Required work
From the data below, set down exactly the lines between the one holding "the entire tree." and the one holding "not found specific", inclusive, and no others.

== Segment start ==

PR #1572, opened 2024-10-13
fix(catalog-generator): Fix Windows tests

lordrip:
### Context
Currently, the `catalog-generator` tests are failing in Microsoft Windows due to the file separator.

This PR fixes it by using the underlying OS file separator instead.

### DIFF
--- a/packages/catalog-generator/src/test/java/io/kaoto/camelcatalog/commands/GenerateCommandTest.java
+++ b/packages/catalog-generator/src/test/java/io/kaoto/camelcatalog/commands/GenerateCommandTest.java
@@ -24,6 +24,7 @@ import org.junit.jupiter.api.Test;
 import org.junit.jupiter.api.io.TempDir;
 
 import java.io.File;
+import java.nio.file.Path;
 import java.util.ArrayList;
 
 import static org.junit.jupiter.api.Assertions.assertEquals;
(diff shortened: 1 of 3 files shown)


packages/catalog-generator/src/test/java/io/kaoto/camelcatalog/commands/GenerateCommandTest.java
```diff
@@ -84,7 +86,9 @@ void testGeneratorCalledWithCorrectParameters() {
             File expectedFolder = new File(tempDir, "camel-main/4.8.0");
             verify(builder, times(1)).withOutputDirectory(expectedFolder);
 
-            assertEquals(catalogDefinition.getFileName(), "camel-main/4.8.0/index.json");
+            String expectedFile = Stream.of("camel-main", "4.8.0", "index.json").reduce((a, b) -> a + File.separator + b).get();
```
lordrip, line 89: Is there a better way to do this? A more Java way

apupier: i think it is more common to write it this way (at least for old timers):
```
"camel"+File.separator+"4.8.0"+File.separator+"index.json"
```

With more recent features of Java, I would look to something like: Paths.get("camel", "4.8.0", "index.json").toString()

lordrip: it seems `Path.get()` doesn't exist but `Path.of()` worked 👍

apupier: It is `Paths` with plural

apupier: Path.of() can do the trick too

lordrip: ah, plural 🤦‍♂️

== Segment end ==
== Segment start ==

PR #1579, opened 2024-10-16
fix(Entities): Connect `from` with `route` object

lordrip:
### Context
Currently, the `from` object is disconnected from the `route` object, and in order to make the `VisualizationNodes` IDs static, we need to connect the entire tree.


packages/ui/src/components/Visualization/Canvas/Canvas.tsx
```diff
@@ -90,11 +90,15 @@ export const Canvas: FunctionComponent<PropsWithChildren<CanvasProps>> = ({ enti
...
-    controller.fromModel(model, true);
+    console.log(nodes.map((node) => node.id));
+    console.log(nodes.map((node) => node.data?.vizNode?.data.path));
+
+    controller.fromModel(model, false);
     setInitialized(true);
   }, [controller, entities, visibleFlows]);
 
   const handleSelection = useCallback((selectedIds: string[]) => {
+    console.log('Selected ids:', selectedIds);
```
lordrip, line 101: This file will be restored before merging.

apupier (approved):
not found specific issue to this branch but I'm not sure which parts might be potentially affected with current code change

== Segment end ==

Response to the exercise
Currently, the `from` object is disconnected from the `route` object, and in order to make the `VisualizationNodes` IDs static, we need to connect the entire tree.


packages/ui/src/components/Visualization/Canvas/Canvas.tsx
```diff
@@ -90,11 +90,15 @@ export const Canvas: FunctionComponent<PropsWithChildren<CanvasProps>> = ({ enti
...
-    controller.fromModel(model, true);
+    console.log(nodes.map((node) => node.id));
+    console.log(nodes.map((node) => node.data?.vizNode?.data.path));
+
+    controller.fromModel(model, false);
     setInitialized(true);
   }, [controller, entities, visibleFlows]);
 
   const handleSelection = useCallback((selectedIds: string[]) => {
+    console.log('Selected ids:', selectedIds);
```
lordrip, line 101: This file will be restored before merging.

apupier (approved):
not found specific issue to this branch but I'm not sure which parts might be potentially affected with current code change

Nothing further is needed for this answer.